I developed this washing procedure over several attempts to achieve gold of higher quality. It works, and very well. 

Harold


----------



## Geo (Aug 22, 2011)

great. thank you so much for your advise. as soon as i get my melting dishes in i'll try another bar and see what i can do. I've been experimenting with the testing acids to try and identify different carat gold so i dont have to pay to have someone do it for me.


----------



## NoIdea (Aug 22, 2011)

Harold - Thank you very much, I was looking for this, I have seen it elsewhere. I am getting close so this information was timely.

Again, Thank You  

Deano


----------



## goldenchild (Aug 23, 2011)

Harold_V said:


> Take the material to a boil, and allow to boil for several minutes---fifteen or so. You'll notice that the solution changes color, as does the gold itself. Rinse by boiling with water, then wash with ammonium hydroxide. Rinse, then boil a second time with HCl, followed by a final rinse with water.

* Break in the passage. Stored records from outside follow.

PR #174, opened 2020-03-08
Van people

ydamit:
This PR is an attempt to allow for updating VAN records using VANIDs. This also necessitated cleaning up the `_person_search()` and `_valid_search()` methods, and resolving the confusion of how street name/number map to actual address data.

This was done in a way that hopefully remains backwards-compatible. Leaving the prospect of VAN ID as a named arg in the `upsert_person()` for a subsequent PR (`find_person()` may not require this since there's `get_person()`).

Successfully tested in the following scenarios:
- find_person() using match_map with `firstName`, `lastName`, `addressLine1`, `zipOrPostalCode`
- find_person() using the same match_map but with a different record's email in the `email` arg (to prove that match_map overrides)
- find_person() with `first_name`, `last_name`, `street_number`, `street_name`, and `zip` args (to prove that using args without match_map still works)
- find_person() using match_map that only has `vanId`
- upsert_person() using match_map that only has `vanId` and `middleName`
- upsert_person() using the same match_map but with a different record's email in the `email` arg (to prove that match_map overrides)
- upsert_person() with `first_name`, `last_name`, `street_number`, `street_name`, `zip`, and `phone` args (to update phone)

### DIFF
--- a/parsons/ngpvan/people.py
+++ b/parsons/ngpvan/people.py
@@ -11,8 +11,7 @@ class People(object):
         self.connection = van_connection
 
     def find_person(self, first_name=None, last_name=None, date_of_birth=None, email=None,
-                    phone=None, phone_type=None, street_number=None, street_name=None, zip=None,
-                    match_map=None):
+                    phone=None, phone_type=None, street_number=None, street_name=None, zip=None):
         """
         Find a person record.
 
@@ -25,12 +24,6 @@ class People(object):
             - first_name, last_name, zip5, date_of_birth
             - first_name, last_name, street_number, street_name, zip5
             - email_address
-
-        .. note::
-            The arguments that can be passed are a selection of the possible values that
-            can be used in a search. A full list of possible values can be found
-            `here <https://developers.ngpvan.com/van-api#match-candidates>`_. To use these
-            values, pass in a dictionary using the match_map argument.
 
         `Args:`
             first_name: str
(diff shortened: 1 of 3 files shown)


jburchard:
This is really great and before I dig in, I'm wondering if we might want to consider a different pattern for this as the method has become really involved (my fault on that one). Perhaps we could consider breaking this into different methods:

`VAN.find_person()` - Only allows for you to search by the standard args

`VAN.find_person_advanced()` - Only allows you to pass in a `match_map` json. We should probably just give it a different name and include a link to the VAN documentation of the standard Person object.

`VAN.upsert_person()` - Only allows for you to search by the standard args

`VAN.upsert_person_advanced()` - Only allows you to pass in a `match_map` json. We should probably just give it a different name and include a link to the VAN documentation of the standard Person object.

For upsert with VANID, might that be better served by a method called `VAN.update_person()` which requires VANID? Perhaps also following the basic/advanced pattern.

I know that there is a lot in here, so eager for your feedback. It seems like all of the pieces are in the code, but it would just require a little bit of work to break them out in to component methods.

ydamit:
@jburchard , I'm not as sure about the method names I came up with, but I think this does everything discussed.

parsons/ngpvan/people.py
```diff
@@ -11,11 +11,59 @@ def __init__(self, van_connection):
...
+            phone: str
+                Phone number of any type (Work, Cell, Home)
+            street_number: str
+                Street Number
+            street_name: str
+                Street Name
+            zip: str
+                5 digit zip code
+        `Returns:`
+            A person dict
```
jburchard: Perhaps a `A person dict object`.

parsons/ngpvan/people.py
```diff
@@ -27,12 +75,36 @@ def find_person(self, first_name=None, last_name=None, date_of_birth=None, email
...
-            values, pass in a dictionary using the match_map argument.
+            A full list of possible values for the json, and its structure can be found
+            `here <https://developers.ngpvan.com/van-api#match-candidates>`_.
+
+        `Args:`
+            match_json: dict
+                A dictionary of values to match against.
+            fields: The fields to return. Leave as default for all available fields
+        `Returns:`
+            A person dict
```
jburchard: A person dict object.

parsons/ngpvan/people.py
```diff
@@ -27,12 +75,36 @@ def find_person(self, first_name=None, last_name=None, date_of_birth=None, email
...
+
+        logger.info(f'Finding a match for json details.')
+
+        return self._people_search(match_json=match_json)
+
+    def update_person(self, id=None, id_type='vanid', first_name=None, last_name=None,
+                      date_of_birth=None, email=None, phone=None, phone_type=None,
+                      street_number=None, street_name=None, zip=None):
+        """
+        Update a person record based on a provided ID.
```
jburchard: I would make it clear here that the arguments provided beyond `id` are going to updated the record. That's correct, right?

Boil means boil here. Not "boil".


----------



## Harold_V (Aug 24, 2011)

goldenchild said:


> Harold_V said:
> 
> 
> > Take the material to a boil, and allow to boil for several minutes---fifteen or so. You'll notice that the solution changes color, as does the gold itself. Rinse by boiling with water, then wash with ammonium hydroxide. Rinse, then boil a second time with HCl, followed by a final rinse with water.
> ...


I try to ensure that the word "boil" is used properly. It is NEVER mentioned when one is evaporating, aside from the caution to NOT boil the solution. 

In the case of washing, the vigorous action of boiling performs a very valuable task. It keeps the solution in constant motion, flushing contaminants from within. To heat and allow the material to sit idle would require considerably more time and effort to accomplish the same end.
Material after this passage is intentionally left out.